1. *remoteroid* - a free VNC type app. the snappiest of all i used! the  resolution of the phone-replica on the pc is low than the others, but it  isn't any handicap in any way whatsoever! 
2. *teamviewer quicksupport* - with teamviewer installed on pc and  quicksupport app on the phone, its just like remoteroid, albeit,  slightly, very slightly laggy (but the resolution is crisp!).
3. *any free VNC server app on the cell, and any free VNC viewer software  on the PC* - my preference(s) --> tightVNC/tigerVNC. laggier than the  two above, but nothing bothersome. apt for my need! 
4. *webkey* - if one wants to have more options in remote-controlling the  phone, this is THE thing! operates from a web UI, and gives you a lot of  options to tinker with (more than some other such apps like airdroid,  reach, etc.).


----------



## topgear (Aug 10, 2014)

Thanks for your finding. Webkey looks good to me.
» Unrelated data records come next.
PR #8933, opened 2024-07-10
Introduce `wasmtime::StructRef` and allocating Wasm GC structs

fitzgen:
This commit introduces the `wasmtime::StructRef` type and support for allocating Wasm GC structs from the host. This commit does *not* add support for the `struct.new` family of Wasm instructions; guests still cannot allocate Wasm GC objects yet, but initial support should be pretty straightforward after this commit lands.

The `StructRef` type has everything you expect from other value types in the `wasmtime` crate:

* A method to get its type or check whether it matches a given type

* An implementation of `WasmTy` so that it can be used with `Func::wrap`-style APIs

* The ability to upcast it into an `AnyRef` and to do checked downcasts in the opposite direction

There are, additionally, methods for getting, setting, and enumerating a `StructRef`'s fields.

To allocate a `StructRef`, we need proof that the struct type we are allocating is being kept alive for the duration that the allocation may live. This is required for many reasons, but a basic example is getting a struct instance's type from the embedder API: this does a type-index-to-`StructType` lookup and conversion and if the type wasn't kept alive, then the type-index lookup will result in what is logically a use-after-free bug. This won't be a problem for Wasm guests (when we get around to implementing allocation for them) since their module defines the type, the store holds onto its instances' modules, and the allocation cannot outlive the store. For the host, we need another method of keeping the object's type alive, since it might be that the host defined the type and there is no module that also defined it, let alone such a module that is being kept alive in the store.

The solution to the struct-type-lifetime problem that this commit implements for hosts is for the store to hold a hash set of `RegisteredType`s specifically for objects which were allocated via the embedder API. But we also don't want to do a hash lookup on every allocation, so we also implement a `StructRefPre` type. A `StructRefPre` is proof that the embedder has inserted a `StructType`'s inner `RegisteredType` into a store. Structurally, it is a pair of the struct type and a store id. All `StructRef` allocation methods require a `StructRefPre` argument, which does a fast store id check, rather than a whole hash table insertion.

I opted to require `StructRefPre` in all allocation cases -- even though this has the downside of always forcing callers to create one before they allocate, even if they are only allocating a single object -- because of two reasons. First, this avoids needing to define duplicate methods, with and without a `StructRefPre` argument. Second, this avoids a performance footgun in the API where users don't realize that they *can* avoid extra work by creating a single `StructRefPre` and then using it multiple times. Anecdotally, I've heard multiple people complain about instantiation being slower than advertised but it turns out they weren't using `InstancePre`, and I'd like to avoid that situation for allocation if we can.

### DIFF
--- a/crates/wasmtime/src/runtime/gc/disabled/structref.rs
+++ b/crates/wasmtime/src/runtime/gc/disabled/structref.rs
@@ -14,7 +14,6 @@ pub enum StructRef {}
 
 impl GcRefImpl for StructRef {}
 
-#[allow(missing_docs, unreachable_code)]
 impl StructRef {
     pub(crate) fn from_cloned_gc_ref(
         _store: &mut AutoAssertNoGc<'_>,
--- a/crates/wasmtime/src/runtime/gc/disabled/structref.rs
+++ b/crates/wasmtime/src/runtime/gc/disabled/structref.rs
@@ -1,0 +1,53 @@
+use crate::runtime::vm::VMGcRef;
+use crate::{
+    store::{AutoAssertNoGc, StoreContextMut, StoreOpaque},
+    AsContext, AsContextMut, GcRefImpl, Result, Rooted, StructType, Val, I31,
+};
+
+/// Support for `StructRefPre` disabled at compile time because the `gc` cargo
+/// feature was not enabled.
+pub enum StructRefPre {}
+
+/// Support for `structref` disabled at compile time because the `gc` cargo feature
+/// was not enabled.
+pub enum StructRef {}
+
+impl GcRefImpl for StructRef {}
+
+#[allow(missing_docs, unreachable_code)]
+impl StructRef {
+    pub(crate) fn from_cloned_gc_ref(
+        _store: &mut AutoAssertNoGc<'_>,
+        _gc_ref: VMGcRef,
+    ) -> Rooted<Self> {
+        unreachable!()
+    }
+
+    pub fn ty(&self, _store: impl AsContext) -> Result<StructType> {
+        match *self {}
+    }
+
+    pub fn matches_ty(&self, _store: impl AsContext, _ty: &StructType) -> Result<bool> {
+        match *self {}
+    }
+
+    pub(crate) fn _matches_ty(&self, _store: &StoreOpaque, _ty: &StructType) -> Result<bool> {
+        match *self {}
+    }
+
+    pub fn fields<'a, T: 'a>(
+        &self,
+        _store: impl Into<StoreContextMut<'a, T>>,
+    ) -> Result<impl ExactSizeIterator<Item = Val> + 'a> {
+        match *self {}
+        Ok([].into_iter())
+    }
+
+    pub fn field(&self, _store: impl AsContextMut, _index: usize) -> Result<Val> {
+        match *self {}
+    }
+
+    pub fn set_field(&self, _store: impl AsContextMut, _index: usize, _value: Val) -> Result<()> {
+        match *self {}
+    }
+}
--- a/crates/wasmtime/src/runtime/gc/enabled/anyref.rs
+++ b/crates/wasmtime/src/runtime/gc/enabled/anyref.rs
@@ -98,14 +98,14 @@ pub struct AnyRef {
 impl From<Rooted<StructRef>> for Rooted<AnyRef> {
     #[inline]
     fn from(s: Rooted<StructRef>) -> Self {
-        s.cast()
+        s.unchecked_cast()
     }
 }
 
 impl From<ManuallyRooted<StructRef>> for ManuallyRooted<AnyRef> {
     #[inline]
     fn from(s: ManuallyRooted<StructRef>) -> Self {
-        s.cast()
+        s.unchecked_cast()
     }
 }
 
--- a/crates/wasmtime/src/runtime/gc/enabled/anyref.rs
+++ b/crates/wasmtime/src/runtime/gc/enabled/anyref.rs
@@ -1,16 +1,15 @@
 //! Implementation of `anyref` in Wasmtime.
 
-use wasmtime_environ::VMGcKind;
-
+use crate::prelude::*;
 use crate::runtime::vm::VMGcRef;
-use crate::{prelude::*, ArrayType, StructType};
 use crate::{
     store::{AutoAssertNoGc, StoreOpaque},
-    AsContext, AsContextMut, GcRefImpl, GcRootIndex, HeapType, ManuallyRooted, RefType, Result,
-    RootSet, Rooted, ValRaw, ValType, WasmTy, I31,
+    ArrayType, AsContext, AsContextMut, GcRefImpl, GcRootIndex, HeapType, ManuallyRooted, RefType,
+    Result, RootSet, Rooted, StructRef, StructType, ValRaw, ValType, WasmTy, I31,
 };
 use core::mem;
 use core::mem::MaybeUninit;
+use wasmtime_environ::VMGcKind;
 
 /// An `anyref` GC reference.
 ///
@@ -93,7 +92,21 @@ use core::mem::MaybeUninit;
 #[derive(Debug)]
 #[repr(transparent)]
 pub struct AnyRef {
-    inner: GcRootIndex,
+    pub(super) inner: GcRootIndex,
+}
+
+impl From<Rooted<StructRef>> for Rooted<AnyRef> {
+    #[inline]
+    fn from(s: Rooted<StructRef>) -> Self {
+        s.cast()
+    }
+}
+
+impl From<ManuallyRooted<StructRef>> for ManuallyRooted<AnyRef> {
+    #[inline]
+    fn from(s: ManuallyRooted<StructRef>) -> Self {
+        s.cast()
+    }
 }
 
 unsafe impl GcRefImpl for AnyRef {
@@ -190,8 +203,14 @@ impl AnyRef {
         store: &mut AutoAssertNoGc<'_>,
         gc_ref: VMGcRef,
     ) -> Rooted<Self> {
-        assert!(gc_ref.is_i31());
-        assert!(VMGcRef::ONLY_EXTERN_REF_AND_I31);
+        debug_assert!(
+            gc_ref.is_i31()
+                || store
+                    .unwrap_gc_store()
+                    .header(&gc_ref)
+                    .kind()
+                    .matches(VMGcKind::AnyRef)
+        );
         Rooted::new(store, gc_ref)
     }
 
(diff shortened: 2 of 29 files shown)


crates/wasmtime/src/runtime/vm/gc/enabled/drc.rs
```diff
@@ -218,20 +317,18 @@ impl DrcHeap {
                 host_data_table.dealloc(host_data_id);
             }
 
+            // TODO: `dec_ref_and_maybe_dealloc` each `VMGcRef` inside this
+            // object.
```
fitzgen, line 321: Note that this is intentionally left for follow up PRs. I want to focus on getting the spec tests passing and all that first, especially since the DRC collector is just the stand in until we eventually grow our semi-space collector.

crates/wasmtime/src/runtime/gc/disabled/structref.rs
```diff
@@ -0,0 +1,53 @@
...
+/// feature was not enabled.
+pub enum StructRefPre {}
+
+/// Support for `structref` disabled at compile time because the `gc` cargo feature
+/// was not enabled.
+pub enum StructRef {}
+
+impl GcRefImpl for StructRef {}
+
+#[allow(missing_docs, unreachable_code)]
```
alexcrichton, line 17: Should this perhaps be hoisted up to the `disabled` module layer?

crates/wasmtime/src/runtime/gc/enabled/anyref.rs
```diff
@@ -349,6 +368,72 @@ impl AnyRef {
...
+    /// # Panics
+    ///
+    /// Panics if this reference is associated with a different store.
+    pub fn is_struct(&self, store: impl AsContext) -> Result<bool> {
+        self._is_struct(store.as_context().0)
+    }
+
+    pub(crate) fn _is_struct(&self, store: &StoreOpaque) -> Result<bool> {
+        // NB: Can't use `AutoAssertNoGc` here because we only have a shared
+        // context, not a mutable context.
```
alexcrichton, line 387: Performing a GC requires `&mut` though, right? So given `&StoreOpaque` that's static proof that a GC won't happen? 

Musing though: because `unchecked_try_gc_ref` returns a lifetime bound to `&StoreOpaque` doesn't that mean that GC is already statically disallowed while we're working with the `gc_ref`? If that's the case could the `unchecked_` prefix be removed? (fine to defer this to a future PR of course)

crates/wasmtime/src/runtime/gc/enabled/rooting.rs
```diff
@@ -925,6 +943,15 @@ impl<T: GcRef> Rooted<T> {
         gc_ref.hash(state);
         Ok(())
     }
+
+    /// Cast `self` to a `Rooted<U>`.
+    ///
+    /// It is the caller's responsibility to ensure that `self` is actually a
+    /// `U`. Failure to uphold this invariant will be memory safe but will
+    /// result in general incorrectness such as panics and wrong results.
+    pub(crate) fn cast<U: GcRef>(self) -> Rooted<U> {
```
alexcrichton, line 952: Should this (and below) perhaps be called `unchecked_cast` to encourage more scrutiny at callsites?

BTW, do try airdroid if you have not already.


----------



## GhorMaanas (Aug 10, 2014)

topgear said:


> Thanks for your finding. Webkey looks good to me.
> 
> BTW, do try airdroid if you have not already.



don't mention!
i had used airdroid, but realised that whatsapp couldn't be used on it (or for that matter, nothing much in the matter of apps, except calls, messaging, back-ups).


----------



## amjath (Aug 10, 2014)

GhorMaanas said:


> don't mention!
> i had used airdroid, but realised that whatsapp couldn't be used on it (or for that matter, nothing much in the matter of apps, except calls, messaging, back-ups).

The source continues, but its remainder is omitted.